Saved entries
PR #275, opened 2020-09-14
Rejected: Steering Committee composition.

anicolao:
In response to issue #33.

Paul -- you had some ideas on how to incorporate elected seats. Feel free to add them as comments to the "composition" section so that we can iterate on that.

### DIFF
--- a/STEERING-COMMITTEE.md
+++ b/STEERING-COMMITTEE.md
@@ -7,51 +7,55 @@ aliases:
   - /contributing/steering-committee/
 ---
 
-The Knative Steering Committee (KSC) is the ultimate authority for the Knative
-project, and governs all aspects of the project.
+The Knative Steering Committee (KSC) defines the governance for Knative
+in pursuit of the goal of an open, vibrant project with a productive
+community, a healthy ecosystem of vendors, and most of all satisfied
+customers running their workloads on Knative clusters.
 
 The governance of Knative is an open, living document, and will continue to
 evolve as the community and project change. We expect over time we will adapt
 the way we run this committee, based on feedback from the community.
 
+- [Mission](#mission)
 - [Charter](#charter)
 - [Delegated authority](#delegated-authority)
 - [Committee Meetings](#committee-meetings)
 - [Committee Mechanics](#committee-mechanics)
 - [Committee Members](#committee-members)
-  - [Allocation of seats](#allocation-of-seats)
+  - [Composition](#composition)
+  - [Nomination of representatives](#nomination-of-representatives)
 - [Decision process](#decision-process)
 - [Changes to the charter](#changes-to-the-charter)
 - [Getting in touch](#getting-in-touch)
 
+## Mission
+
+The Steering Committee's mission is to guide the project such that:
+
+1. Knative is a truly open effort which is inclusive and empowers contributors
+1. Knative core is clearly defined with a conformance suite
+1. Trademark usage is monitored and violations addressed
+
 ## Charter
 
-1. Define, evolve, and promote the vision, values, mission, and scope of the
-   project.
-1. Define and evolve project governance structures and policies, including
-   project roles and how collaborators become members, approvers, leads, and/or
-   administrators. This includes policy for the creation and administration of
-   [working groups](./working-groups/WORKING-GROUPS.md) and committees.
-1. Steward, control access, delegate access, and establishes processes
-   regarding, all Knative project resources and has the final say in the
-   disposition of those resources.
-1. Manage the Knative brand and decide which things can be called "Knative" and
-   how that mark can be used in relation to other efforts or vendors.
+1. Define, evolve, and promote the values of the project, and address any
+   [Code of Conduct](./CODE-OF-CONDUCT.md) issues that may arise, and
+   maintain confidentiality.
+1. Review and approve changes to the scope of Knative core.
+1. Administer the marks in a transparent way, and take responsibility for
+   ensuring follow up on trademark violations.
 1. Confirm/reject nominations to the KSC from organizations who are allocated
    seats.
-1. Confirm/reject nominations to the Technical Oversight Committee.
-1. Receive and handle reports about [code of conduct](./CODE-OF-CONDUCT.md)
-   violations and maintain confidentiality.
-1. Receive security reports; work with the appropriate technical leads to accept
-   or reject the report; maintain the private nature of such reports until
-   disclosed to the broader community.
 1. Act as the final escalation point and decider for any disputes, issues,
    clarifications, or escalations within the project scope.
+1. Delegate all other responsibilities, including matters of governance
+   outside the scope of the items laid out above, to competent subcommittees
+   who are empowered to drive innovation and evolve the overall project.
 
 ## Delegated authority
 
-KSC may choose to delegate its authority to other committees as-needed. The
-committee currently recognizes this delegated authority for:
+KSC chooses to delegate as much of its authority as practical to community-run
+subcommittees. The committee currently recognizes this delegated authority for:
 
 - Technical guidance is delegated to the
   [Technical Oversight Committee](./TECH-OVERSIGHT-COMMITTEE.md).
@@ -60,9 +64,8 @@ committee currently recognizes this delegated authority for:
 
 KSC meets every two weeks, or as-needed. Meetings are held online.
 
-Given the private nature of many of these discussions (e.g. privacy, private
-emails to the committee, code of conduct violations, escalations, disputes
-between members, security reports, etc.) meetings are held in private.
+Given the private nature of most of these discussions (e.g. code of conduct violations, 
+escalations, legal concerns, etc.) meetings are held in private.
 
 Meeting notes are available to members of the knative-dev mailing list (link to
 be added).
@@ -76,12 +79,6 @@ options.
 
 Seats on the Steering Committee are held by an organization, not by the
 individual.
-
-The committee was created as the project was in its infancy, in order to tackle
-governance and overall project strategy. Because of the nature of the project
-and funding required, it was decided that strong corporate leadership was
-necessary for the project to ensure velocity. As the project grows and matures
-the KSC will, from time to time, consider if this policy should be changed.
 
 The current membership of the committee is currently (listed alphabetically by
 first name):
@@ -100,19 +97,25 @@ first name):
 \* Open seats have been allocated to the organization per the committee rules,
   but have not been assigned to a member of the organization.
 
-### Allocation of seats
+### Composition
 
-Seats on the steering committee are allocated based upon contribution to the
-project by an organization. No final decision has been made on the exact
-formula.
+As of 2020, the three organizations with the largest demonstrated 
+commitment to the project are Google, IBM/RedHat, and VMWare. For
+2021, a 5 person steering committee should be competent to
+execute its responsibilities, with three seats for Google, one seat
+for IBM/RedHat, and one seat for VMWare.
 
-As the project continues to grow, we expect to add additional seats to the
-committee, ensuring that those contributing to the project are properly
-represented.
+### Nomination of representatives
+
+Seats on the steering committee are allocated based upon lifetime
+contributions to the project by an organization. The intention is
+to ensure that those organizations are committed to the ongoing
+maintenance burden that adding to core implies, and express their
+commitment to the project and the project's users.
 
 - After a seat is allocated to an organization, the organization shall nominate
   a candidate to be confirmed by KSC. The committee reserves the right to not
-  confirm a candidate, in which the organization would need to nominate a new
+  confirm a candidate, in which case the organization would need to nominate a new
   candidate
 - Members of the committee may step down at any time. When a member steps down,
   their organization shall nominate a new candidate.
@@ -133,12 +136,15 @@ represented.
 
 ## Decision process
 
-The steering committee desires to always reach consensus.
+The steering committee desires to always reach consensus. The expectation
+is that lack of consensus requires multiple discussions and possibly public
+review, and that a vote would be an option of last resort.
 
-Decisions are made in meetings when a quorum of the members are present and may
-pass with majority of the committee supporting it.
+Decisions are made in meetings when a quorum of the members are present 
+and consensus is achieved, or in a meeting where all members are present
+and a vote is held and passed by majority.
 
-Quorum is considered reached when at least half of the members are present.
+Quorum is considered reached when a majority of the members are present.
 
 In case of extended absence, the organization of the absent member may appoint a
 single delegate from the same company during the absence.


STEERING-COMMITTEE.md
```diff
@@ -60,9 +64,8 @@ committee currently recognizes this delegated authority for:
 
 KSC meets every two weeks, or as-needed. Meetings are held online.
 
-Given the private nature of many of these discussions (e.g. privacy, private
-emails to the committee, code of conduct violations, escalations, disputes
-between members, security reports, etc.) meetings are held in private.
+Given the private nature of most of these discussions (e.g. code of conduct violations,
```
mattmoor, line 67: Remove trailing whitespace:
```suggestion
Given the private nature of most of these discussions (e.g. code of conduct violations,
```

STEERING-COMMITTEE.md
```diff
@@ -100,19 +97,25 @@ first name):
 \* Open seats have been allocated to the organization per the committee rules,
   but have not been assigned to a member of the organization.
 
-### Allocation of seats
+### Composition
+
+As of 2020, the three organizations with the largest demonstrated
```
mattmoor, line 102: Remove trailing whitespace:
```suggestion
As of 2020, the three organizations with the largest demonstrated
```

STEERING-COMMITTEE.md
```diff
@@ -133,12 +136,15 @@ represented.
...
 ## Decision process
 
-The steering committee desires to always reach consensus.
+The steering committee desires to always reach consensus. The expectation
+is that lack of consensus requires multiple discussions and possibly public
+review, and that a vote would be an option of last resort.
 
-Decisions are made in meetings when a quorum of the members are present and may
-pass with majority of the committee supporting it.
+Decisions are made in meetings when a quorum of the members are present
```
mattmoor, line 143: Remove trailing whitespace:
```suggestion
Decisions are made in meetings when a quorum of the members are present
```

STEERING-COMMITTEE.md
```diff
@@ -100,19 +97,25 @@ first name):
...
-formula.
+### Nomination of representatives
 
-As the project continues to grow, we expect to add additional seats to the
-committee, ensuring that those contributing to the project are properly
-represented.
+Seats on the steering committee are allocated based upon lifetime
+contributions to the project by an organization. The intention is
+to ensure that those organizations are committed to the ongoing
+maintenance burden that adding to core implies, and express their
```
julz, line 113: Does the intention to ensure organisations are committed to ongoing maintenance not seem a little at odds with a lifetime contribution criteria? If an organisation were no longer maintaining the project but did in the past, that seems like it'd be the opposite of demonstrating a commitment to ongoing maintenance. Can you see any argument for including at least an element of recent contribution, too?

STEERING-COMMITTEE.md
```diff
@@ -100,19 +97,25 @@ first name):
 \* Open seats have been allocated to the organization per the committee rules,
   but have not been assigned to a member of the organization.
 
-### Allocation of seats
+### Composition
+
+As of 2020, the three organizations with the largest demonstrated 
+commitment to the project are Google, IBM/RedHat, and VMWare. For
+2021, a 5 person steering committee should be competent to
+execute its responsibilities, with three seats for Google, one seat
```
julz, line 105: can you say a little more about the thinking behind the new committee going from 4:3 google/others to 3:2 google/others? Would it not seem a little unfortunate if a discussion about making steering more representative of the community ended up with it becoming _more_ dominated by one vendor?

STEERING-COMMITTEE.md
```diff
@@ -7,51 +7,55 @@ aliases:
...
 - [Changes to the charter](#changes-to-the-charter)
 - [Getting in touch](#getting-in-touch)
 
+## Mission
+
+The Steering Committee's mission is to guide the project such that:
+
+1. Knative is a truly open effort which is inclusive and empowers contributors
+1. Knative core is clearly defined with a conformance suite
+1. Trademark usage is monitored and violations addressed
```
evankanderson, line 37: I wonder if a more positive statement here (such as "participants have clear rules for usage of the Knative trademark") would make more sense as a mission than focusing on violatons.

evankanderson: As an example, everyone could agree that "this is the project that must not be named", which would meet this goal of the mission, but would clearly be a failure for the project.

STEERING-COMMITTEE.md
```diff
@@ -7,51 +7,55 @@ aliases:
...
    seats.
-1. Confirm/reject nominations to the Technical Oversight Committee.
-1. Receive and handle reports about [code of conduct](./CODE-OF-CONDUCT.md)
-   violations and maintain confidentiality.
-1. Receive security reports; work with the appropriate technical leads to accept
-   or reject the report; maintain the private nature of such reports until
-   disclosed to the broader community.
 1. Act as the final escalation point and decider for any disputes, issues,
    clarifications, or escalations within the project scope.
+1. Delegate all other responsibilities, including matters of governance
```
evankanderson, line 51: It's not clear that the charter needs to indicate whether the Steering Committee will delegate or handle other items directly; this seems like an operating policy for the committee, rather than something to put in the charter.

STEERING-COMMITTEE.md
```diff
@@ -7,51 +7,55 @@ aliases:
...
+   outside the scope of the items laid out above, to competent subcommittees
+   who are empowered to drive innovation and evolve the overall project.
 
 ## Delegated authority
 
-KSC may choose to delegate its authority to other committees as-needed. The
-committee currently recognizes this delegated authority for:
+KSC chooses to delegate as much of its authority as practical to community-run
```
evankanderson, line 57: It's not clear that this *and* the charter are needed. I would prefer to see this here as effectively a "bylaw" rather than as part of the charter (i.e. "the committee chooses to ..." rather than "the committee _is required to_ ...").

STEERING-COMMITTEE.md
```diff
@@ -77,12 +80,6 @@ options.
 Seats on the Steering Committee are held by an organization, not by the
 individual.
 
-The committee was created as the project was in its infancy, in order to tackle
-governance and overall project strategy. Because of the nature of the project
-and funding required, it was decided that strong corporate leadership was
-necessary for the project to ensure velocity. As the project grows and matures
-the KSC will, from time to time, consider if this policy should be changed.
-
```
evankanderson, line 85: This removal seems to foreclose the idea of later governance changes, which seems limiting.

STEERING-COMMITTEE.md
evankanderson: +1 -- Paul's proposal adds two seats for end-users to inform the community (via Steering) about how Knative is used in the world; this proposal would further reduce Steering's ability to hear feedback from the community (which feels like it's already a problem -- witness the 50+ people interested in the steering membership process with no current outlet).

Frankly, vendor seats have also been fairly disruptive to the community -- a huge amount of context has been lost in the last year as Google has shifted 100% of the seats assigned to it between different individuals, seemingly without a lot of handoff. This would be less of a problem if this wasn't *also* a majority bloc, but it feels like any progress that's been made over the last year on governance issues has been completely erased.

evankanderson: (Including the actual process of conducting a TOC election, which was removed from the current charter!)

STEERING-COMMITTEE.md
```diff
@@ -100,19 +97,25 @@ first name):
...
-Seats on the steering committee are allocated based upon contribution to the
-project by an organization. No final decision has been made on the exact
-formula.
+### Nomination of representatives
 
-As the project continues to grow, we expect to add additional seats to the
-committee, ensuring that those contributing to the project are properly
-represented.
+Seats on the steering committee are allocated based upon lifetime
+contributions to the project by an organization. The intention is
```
* * *
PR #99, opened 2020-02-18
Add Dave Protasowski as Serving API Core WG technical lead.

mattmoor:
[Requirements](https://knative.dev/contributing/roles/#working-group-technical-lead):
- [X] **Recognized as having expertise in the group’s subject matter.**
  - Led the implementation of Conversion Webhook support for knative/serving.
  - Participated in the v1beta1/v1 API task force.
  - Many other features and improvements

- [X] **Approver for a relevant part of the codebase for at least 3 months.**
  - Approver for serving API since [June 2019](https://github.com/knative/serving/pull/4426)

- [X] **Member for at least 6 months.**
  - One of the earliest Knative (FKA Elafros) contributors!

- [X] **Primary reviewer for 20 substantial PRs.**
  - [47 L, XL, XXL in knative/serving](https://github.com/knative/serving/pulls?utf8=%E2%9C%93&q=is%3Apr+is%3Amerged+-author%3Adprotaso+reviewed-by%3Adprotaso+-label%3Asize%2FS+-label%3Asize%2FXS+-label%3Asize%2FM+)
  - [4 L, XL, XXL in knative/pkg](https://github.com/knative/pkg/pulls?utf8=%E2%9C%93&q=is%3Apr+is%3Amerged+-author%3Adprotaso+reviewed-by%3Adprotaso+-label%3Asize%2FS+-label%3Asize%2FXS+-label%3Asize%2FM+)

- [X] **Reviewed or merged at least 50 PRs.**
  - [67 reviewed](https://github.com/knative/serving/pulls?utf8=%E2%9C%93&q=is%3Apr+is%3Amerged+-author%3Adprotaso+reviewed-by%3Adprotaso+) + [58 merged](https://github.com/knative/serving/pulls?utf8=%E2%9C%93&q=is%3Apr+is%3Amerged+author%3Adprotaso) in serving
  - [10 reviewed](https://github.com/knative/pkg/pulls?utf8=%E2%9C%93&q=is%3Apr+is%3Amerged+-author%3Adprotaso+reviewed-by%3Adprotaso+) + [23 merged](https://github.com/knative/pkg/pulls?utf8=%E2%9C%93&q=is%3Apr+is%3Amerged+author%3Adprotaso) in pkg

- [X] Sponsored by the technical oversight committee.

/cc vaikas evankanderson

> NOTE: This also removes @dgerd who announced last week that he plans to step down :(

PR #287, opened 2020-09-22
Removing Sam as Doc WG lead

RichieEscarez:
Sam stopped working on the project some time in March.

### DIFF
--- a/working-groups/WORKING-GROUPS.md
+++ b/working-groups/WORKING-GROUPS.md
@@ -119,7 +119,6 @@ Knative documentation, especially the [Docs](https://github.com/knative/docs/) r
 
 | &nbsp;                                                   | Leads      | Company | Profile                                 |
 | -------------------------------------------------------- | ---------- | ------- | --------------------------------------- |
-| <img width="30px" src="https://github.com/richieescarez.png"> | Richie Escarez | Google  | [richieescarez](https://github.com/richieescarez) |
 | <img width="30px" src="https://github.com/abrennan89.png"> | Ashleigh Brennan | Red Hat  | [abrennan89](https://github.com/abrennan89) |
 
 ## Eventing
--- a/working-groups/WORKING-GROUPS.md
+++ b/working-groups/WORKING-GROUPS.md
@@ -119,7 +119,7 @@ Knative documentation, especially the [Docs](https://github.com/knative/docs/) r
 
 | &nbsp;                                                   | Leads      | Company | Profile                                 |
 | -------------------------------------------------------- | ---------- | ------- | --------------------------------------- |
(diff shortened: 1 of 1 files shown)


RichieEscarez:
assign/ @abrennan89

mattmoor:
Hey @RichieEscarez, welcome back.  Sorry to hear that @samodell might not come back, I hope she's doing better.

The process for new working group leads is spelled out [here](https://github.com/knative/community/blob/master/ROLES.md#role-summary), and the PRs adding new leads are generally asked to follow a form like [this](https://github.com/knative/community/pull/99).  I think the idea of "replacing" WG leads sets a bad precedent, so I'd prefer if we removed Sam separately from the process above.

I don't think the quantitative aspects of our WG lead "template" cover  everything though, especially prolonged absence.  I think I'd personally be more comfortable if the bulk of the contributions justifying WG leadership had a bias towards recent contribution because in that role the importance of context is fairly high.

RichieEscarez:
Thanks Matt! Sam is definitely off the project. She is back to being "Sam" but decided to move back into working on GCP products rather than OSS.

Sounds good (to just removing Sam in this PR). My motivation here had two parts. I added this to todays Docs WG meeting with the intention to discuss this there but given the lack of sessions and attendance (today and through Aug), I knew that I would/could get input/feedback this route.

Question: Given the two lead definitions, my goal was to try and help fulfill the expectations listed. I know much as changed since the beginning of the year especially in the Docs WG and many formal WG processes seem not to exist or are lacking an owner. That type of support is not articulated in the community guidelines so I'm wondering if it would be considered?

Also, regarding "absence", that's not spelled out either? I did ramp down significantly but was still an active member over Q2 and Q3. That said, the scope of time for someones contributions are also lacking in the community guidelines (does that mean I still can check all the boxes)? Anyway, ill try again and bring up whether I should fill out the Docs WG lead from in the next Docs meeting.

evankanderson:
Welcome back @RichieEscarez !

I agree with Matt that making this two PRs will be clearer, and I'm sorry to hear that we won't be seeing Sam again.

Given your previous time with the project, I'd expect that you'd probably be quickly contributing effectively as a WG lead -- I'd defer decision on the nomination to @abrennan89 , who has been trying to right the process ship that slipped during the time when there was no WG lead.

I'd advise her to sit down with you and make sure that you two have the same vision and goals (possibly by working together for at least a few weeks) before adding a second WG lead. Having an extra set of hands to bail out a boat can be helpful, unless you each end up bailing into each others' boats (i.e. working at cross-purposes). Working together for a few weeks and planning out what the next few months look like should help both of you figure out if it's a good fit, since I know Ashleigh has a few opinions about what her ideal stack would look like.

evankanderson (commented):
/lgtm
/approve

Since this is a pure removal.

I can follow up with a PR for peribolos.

▸ What is expected
Only one stretch of the data above is needed. Restate it word for word, from the line containing "all members are present" through the line containing "-Quorum is considered", both ends included.

▸ Your solution
+and consensus is achieved, or in a meeting where all members are present
+and a vote is held and passed by majority.
 
-Quorum is considered reached when at least half of the members are present.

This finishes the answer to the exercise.